◆ **Data for processing**
PR #56, opened 2018-07-29
[add] adds ubiq

drewrothstein:
Adds `ubiq`.
Looks like the `svg` is already present.
The value for `blockAvgTime` is taken from https://ubiqsmart.com/.
The value for `units` is the same as `ethereumUnits` save for the first.

First commit to this repository so I am happy to follow whatever process/procedure you would like.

◆ **Task brief**
Lines from the one containing "taken from https://ubiqsmart.com/." through the final line of the entries are the only ones to print, and each must match exactly.

◆ **Worked solution**
The value for `blockAvgTime` is taken from https://ubiqsmart.com/.
The value for `units` is the same as `ethereumUnits` save for the first.

First commit to this repository so I am happy to follow whatever process/procedure you would like.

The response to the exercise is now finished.